YOUR ASSIGNMENT:
Within the records below is a range that opens at the line with "nesting. Used by" and closes at the line with "let mut i = 0;". Return that range word for word, both ends included, and only that range.

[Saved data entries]
<<<<
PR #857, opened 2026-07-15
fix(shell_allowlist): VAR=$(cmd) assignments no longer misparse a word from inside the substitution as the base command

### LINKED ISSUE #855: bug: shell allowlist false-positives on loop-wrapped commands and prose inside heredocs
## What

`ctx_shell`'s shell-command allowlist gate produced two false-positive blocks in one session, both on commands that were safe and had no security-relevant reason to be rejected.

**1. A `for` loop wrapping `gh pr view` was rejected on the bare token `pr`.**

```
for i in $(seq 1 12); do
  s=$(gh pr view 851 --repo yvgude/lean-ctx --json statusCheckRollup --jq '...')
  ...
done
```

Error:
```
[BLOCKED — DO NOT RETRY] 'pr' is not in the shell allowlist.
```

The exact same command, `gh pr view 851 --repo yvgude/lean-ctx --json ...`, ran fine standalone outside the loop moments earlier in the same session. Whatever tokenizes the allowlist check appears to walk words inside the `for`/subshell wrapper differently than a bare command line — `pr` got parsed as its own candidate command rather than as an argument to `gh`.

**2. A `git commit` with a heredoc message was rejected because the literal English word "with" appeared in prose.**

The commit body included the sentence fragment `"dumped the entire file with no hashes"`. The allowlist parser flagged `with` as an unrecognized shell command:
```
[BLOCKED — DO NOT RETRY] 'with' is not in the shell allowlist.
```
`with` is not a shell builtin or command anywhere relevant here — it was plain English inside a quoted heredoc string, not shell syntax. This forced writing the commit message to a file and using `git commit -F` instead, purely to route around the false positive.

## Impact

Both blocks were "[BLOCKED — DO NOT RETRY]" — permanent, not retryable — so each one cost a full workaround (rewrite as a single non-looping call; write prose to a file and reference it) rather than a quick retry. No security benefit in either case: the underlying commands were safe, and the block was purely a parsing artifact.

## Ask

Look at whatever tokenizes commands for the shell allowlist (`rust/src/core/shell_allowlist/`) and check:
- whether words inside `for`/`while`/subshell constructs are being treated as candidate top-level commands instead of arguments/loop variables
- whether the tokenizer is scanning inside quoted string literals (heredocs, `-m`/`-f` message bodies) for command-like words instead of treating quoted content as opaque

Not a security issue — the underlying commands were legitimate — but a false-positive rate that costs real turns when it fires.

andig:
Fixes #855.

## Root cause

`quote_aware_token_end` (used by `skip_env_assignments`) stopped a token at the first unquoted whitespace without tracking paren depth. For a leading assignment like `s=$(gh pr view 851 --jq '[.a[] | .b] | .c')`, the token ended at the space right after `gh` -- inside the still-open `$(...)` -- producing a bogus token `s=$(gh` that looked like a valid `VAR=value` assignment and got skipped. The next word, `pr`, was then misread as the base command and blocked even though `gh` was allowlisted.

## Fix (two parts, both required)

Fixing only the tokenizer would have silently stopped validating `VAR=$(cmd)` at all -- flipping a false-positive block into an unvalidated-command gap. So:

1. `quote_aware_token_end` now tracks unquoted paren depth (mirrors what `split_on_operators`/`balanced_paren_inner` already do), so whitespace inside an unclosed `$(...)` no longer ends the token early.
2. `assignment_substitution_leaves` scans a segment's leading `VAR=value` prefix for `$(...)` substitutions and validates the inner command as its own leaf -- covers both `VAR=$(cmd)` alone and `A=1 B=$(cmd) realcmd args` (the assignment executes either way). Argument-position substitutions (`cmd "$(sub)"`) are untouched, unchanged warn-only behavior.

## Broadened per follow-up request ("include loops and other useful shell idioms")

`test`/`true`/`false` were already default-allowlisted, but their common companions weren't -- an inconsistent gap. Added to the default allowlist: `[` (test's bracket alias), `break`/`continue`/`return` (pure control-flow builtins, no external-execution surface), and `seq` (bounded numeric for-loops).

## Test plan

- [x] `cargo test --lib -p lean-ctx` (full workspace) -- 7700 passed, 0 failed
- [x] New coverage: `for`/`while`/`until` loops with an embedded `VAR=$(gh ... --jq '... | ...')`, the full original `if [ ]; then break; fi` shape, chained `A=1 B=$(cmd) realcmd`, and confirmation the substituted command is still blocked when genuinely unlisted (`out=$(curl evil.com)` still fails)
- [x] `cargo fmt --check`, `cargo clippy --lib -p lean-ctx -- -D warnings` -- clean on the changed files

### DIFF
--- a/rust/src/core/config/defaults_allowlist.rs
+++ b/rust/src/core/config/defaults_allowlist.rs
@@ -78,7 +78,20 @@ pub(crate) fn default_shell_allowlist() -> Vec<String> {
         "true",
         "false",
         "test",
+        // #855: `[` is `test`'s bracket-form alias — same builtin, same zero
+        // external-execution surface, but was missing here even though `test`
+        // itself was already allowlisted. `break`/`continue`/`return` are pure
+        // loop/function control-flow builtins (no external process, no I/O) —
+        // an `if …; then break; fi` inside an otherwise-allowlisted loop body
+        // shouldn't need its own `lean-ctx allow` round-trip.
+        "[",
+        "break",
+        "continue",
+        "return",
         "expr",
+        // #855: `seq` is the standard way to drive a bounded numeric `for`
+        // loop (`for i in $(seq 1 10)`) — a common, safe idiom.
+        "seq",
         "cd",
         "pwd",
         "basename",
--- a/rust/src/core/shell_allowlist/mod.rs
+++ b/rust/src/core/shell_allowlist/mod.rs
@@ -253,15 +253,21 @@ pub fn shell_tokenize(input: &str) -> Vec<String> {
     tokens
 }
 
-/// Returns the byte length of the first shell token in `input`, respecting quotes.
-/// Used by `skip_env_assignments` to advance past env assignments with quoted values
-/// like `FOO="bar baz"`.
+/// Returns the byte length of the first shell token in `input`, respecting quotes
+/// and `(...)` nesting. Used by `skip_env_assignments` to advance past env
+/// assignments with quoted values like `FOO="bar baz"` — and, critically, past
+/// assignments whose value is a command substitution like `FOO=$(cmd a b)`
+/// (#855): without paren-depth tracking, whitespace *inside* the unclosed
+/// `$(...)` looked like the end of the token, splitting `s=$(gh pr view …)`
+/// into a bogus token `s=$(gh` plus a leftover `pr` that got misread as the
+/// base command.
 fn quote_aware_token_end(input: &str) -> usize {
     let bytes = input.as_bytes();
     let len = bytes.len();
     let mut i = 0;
>>>>
<<<<
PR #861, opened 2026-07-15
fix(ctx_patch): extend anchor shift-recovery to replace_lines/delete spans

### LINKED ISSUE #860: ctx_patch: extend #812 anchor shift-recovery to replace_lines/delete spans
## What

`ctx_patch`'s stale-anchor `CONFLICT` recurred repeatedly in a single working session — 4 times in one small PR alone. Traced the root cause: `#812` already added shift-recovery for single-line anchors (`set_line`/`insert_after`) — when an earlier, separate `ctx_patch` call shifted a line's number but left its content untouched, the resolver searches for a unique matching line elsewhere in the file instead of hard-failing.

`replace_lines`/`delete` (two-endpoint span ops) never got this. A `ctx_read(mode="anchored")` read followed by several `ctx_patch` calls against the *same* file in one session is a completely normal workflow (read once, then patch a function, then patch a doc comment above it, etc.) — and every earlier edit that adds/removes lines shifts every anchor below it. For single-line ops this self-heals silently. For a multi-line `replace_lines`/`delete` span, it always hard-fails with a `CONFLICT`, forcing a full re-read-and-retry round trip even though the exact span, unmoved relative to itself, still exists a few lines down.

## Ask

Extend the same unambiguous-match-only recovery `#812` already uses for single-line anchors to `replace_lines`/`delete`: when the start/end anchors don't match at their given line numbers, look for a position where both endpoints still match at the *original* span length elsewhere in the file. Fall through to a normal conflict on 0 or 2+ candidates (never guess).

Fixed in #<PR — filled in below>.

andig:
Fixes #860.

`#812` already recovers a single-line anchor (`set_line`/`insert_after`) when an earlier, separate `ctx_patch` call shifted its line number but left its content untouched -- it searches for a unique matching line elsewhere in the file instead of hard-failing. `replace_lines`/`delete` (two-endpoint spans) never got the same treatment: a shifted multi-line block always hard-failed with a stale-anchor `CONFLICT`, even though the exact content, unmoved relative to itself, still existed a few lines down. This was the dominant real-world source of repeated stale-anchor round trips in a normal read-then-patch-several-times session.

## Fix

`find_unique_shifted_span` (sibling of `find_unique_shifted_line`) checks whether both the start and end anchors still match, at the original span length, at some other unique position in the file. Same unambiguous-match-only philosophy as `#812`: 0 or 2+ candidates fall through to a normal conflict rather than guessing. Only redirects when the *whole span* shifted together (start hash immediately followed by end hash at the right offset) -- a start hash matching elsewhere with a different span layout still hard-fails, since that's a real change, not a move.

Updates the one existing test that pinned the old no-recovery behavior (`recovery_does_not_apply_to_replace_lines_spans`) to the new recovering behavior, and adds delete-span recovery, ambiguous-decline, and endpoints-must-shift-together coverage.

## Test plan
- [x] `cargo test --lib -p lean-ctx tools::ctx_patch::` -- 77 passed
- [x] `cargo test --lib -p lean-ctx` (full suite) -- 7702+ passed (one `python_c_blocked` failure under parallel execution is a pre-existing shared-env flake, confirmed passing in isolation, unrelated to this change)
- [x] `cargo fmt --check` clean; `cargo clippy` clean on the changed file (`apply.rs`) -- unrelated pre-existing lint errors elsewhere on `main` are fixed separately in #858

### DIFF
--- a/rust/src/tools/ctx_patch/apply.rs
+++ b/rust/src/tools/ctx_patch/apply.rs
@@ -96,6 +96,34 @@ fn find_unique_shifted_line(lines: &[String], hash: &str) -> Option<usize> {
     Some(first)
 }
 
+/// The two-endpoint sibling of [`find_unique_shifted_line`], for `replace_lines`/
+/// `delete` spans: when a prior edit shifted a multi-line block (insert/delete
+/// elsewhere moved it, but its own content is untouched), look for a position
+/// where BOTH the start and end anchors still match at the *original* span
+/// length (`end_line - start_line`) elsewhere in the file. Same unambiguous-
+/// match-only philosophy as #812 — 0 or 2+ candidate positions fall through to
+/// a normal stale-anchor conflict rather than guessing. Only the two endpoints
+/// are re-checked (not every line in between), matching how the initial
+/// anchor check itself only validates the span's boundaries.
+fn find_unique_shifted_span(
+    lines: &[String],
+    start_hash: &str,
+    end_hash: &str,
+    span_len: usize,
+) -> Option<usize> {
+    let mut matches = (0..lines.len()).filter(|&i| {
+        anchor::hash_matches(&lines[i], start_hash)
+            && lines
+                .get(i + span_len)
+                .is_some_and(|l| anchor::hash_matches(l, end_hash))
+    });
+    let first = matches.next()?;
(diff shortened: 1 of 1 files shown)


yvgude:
>>>>
<<<<
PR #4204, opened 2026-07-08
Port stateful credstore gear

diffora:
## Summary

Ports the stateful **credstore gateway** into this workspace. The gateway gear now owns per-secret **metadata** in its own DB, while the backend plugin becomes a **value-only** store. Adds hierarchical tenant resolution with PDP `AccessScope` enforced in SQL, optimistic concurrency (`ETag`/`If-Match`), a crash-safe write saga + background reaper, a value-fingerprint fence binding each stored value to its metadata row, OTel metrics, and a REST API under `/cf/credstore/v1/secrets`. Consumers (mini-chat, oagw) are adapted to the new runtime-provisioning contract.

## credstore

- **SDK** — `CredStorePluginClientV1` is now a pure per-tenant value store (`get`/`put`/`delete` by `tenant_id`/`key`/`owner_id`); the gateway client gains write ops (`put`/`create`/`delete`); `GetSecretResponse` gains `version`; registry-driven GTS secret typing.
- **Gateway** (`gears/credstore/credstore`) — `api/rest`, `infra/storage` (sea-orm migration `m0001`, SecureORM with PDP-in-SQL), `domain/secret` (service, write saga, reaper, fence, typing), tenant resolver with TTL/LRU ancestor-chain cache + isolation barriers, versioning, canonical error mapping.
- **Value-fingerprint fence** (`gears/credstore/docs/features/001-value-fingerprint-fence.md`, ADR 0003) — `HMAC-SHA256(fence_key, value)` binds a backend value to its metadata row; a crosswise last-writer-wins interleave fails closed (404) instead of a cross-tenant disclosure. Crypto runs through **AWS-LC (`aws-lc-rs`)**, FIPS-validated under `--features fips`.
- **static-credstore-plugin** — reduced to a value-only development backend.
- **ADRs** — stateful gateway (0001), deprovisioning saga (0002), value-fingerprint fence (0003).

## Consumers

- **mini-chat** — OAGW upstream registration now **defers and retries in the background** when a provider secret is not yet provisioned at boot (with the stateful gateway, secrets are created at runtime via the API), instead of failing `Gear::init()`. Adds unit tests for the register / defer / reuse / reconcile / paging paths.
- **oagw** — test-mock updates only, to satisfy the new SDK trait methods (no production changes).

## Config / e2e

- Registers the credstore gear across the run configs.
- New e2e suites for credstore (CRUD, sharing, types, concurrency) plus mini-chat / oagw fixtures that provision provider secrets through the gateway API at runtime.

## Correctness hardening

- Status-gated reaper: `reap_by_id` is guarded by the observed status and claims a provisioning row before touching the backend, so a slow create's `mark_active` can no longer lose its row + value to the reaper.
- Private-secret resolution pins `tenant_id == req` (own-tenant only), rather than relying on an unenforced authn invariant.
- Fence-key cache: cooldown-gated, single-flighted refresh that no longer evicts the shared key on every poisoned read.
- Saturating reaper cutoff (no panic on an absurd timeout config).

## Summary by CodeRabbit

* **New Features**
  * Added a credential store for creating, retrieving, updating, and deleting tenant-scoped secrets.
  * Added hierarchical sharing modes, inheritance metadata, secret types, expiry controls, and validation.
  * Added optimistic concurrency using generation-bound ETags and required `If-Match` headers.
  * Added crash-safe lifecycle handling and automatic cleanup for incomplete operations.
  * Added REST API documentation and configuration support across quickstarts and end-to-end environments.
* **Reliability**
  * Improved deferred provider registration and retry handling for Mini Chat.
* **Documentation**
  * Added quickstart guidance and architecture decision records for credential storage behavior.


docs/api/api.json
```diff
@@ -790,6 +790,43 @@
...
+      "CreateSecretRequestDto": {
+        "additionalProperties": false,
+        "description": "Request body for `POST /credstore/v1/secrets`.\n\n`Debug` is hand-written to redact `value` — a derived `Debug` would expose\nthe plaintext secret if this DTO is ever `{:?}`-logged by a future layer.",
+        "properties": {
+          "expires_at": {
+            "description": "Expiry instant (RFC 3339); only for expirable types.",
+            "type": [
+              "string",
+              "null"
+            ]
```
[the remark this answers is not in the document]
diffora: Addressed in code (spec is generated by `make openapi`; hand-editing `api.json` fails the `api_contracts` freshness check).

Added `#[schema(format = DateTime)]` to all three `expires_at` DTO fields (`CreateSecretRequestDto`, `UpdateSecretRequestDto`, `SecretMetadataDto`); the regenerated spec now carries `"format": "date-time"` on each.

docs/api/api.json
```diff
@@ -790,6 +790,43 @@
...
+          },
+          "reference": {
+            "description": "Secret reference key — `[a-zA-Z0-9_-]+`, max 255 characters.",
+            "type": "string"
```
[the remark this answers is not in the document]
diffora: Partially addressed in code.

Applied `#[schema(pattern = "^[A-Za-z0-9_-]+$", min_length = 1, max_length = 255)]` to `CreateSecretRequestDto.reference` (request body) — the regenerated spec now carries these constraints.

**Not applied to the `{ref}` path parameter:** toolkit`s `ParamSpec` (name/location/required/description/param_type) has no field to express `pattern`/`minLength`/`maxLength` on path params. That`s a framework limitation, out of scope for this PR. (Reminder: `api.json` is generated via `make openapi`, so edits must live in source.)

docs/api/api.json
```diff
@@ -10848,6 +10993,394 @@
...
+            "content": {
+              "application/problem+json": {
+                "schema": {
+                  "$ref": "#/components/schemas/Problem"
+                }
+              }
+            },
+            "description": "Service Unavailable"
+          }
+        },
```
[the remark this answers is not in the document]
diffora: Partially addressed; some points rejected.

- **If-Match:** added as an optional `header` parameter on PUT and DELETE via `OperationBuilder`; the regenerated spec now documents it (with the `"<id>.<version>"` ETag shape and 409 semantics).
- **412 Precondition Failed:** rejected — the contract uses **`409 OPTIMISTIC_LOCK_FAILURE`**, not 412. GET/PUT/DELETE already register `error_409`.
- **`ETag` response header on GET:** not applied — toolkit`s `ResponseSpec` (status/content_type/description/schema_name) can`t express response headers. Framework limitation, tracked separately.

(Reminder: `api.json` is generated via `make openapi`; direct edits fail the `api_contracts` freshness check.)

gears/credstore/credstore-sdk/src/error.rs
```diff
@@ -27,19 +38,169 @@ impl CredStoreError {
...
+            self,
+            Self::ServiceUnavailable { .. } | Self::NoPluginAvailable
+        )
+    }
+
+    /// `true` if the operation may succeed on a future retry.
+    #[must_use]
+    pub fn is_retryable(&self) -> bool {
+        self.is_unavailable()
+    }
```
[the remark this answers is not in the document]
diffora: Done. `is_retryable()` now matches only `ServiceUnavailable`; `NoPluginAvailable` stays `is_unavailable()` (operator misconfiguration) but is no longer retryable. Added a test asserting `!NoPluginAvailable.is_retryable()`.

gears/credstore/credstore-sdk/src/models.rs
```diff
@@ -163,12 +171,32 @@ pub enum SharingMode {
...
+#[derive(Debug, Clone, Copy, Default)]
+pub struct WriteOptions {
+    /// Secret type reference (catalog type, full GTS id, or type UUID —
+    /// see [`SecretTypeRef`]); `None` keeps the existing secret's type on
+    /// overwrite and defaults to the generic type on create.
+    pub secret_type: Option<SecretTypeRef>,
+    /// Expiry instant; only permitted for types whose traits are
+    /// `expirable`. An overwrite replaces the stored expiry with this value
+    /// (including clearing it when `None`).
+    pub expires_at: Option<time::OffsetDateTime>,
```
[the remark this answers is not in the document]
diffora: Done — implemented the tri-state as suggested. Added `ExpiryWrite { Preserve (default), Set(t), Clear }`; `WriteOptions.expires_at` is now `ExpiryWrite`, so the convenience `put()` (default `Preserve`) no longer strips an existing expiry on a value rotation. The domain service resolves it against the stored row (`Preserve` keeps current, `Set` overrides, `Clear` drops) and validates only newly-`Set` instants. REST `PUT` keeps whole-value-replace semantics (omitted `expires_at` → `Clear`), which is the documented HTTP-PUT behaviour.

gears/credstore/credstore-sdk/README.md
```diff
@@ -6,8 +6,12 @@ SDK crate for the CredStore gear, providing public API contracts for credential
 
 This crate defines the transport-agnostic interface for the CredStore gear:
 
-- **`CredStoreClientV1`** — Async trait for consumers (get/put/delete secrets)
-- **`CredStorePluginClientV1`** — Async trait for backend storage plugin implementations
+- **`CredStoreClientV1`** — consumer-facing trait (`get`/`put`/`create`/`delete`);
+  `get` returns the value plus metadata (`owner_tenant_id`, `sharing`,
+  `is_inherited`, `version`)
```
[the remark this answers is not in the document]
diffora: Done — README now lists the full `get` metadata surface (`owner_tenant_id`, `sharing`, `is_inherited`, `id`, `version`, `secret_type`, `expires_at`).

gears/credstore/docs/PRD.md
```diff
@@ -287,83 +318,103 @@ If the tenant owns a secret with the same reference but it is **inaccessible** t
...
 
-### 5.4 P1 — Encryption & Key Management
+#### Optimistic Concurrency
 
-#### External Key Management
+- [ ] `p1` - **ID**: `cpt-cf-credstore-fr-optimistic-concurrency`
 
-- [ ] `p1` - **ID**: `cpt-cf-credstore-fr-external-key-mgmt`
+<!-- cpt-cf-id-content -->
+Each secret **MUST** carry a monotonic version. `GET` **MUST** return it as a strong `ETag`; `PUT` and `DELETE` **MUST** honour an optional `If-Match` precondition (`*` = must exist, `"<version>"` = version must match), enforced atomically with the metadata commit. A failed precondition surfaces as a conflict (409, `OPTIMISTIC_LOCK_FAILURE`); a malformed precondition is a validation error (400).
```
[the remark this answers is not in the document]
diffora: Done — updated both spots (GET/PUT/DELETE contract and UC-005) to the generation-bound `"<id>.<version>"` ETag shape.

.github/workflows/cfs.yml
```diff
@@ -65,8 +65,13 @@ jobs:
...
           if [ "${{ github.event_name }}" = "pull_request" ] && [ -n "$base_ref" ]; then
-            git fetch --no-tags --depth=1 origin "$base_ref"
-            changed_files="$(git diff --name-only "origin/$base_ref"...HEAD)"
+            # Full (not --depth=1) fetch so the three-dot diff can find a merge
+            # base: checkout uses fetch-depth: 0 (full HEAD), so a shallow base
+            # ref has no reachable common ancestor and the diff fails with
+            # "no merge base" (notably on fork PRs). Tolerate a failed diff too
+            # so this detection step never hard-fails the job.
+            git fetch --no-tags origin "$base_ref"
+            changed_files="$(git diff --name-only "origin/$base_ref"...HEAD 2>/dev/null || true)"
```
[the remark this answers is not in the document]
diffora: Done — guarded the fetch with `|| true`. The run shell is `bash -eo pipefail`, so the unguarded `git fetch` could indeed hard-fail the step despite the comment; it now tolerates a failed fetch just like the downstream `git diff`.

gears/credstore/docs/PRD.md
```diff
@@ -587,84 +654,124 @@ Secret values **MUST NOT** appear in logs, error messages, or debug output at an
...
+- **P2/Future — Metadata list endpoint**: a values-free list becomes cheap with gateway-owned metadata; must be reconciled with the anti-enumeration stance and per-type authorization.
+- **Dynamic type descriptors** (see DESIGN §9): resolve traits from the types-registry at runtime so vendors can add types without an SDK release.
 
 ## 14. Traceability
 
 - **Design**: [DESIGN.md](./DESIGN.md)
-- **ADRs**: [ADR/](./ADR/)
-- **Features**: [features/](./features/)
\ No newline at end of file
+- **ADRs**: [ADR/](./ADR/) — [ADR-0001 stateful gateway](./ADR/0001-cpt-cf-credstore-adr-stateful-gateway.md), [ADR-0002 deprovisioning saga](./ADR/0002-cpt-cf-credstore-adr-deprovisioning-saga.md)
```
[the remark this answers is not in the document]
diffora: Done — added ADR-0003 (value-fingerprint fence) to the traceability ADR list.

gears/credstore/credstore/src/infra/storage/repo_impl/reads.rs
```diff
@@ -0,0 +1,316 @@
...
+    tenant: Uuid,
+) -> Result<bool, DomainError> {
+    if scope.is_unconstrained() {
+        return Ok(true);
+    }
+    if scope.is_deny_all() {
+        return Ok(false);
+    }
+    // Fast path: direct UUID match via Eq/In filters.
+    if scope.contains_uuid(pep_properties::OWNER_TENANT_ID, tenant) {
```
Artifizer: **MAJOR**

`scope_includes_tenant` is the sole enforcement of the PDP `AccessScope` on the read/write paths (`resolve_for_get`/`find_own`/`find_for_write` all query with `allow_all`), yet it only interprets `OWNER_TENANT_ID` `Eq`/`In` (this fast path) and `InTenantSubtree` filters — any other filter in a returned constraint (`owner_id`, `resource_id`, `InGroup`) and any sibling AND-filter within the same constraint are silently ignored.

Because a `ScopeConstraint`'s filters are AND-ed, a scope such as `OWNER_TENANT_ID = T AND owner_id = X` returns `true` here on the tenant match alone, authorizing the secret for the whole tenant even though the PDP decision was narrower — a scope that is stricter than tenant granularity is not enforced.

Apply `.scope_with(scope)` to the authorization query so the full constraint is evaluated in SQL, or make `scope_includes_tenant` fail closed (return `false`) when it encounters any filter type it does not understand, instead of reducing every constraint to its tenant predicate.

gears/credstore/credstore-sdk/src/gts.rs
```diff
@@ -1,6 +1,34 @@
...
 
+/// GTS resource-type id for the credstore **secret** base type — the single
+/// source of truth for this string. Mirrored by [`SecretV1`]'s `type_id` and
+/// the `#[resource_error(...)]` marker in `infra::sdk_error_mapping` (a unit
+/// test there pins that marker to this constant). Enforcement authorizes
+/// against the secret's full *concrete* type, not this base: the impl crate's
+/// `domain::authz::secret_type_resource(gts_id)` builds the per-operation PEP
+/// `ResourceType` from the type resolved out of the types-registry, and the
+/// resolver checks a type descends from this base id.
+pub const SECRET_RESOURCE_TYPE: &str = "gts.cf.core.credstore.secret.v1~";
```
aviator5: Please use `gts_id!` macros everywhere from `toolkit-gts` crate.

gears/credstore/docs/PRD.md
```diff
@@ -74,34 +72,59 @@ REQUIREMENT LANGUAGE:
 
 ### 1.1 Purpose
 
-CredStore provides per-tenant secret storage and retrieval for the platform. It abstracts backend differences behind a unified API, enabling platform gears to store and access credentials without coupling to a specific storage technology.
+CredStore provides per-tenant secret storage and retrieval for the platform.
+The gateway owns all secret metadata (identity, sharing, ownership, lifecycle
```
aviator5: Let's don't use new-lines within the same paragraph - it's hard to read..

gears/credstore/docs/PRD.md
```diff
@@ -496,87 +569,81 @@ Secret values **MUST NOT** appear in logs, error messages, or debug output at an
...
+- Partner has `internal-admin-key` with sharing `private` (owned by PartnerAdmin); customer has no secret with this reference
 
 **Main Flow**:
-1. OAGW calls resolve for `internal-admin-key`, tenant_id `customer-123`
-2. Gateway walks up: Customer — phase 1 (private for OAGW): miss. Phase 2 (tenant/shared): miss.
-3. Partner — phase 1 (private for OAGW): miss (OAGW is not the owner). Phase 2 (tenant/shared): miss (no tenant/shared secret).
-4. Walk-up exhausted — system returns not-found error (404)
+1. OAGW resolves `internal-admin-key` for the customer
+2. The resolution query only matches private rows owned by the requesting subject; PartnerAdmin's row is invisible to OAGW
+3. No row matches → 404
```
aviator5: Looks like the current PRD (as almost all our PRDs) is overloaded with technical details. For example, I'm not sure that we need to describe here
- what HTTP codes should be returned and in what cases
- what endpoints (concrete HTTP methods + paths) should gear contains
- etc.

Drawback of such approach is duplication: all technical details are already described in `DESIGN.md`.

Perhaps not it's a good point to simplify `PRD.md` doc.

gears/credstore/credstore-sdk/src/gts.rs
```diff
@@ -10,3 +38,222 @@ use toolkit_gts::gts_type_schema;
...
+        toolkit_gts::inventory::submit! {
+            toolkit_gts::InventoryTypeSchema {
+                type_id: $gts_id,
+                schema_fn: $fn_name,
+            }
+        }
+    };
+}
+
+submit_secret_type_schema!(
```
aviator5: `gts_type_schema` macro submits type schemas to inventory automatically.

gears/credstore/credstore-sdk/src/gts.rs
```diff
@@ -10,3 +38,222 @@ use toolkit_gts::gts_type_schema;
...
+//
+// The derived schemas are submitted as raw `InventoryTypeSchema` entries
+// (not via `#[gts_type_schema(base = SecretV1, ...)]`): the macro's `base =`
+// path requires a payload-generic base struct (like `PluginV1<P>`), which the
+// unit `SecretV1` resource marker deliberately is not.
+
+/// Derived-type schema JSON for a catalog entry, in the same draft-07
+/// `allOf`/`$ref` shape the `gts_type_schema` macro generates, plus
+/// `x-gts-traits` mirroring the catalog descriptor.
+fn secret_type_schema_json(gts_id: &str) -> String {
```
>>>>
EXPECTED OUTPUT:
+/// and `(...)` nesting. Used by `skip_env_assignments` to advance past env
+/// assignments with quoted values like `FOO="bar baz"` — and, critically, past
+/// assignments whose value is a command substitution like `FOO=$(cmd a b)`
+/// (#855): without paren-depth tracking, whitespace *inside* the unclosed
+/// `$(...)` looked like the end of the token, splitting `s=$(gh pr view …)`
+/// into a bogus token `s=$(gh` plus a leftover `pr` that got misread as the
+/// base command.
 fn quote_aware_token_end(input: &str) -> usize {
     let bytes = input.as_bytes();
     let len = bytes.len();
     let mut i = 0;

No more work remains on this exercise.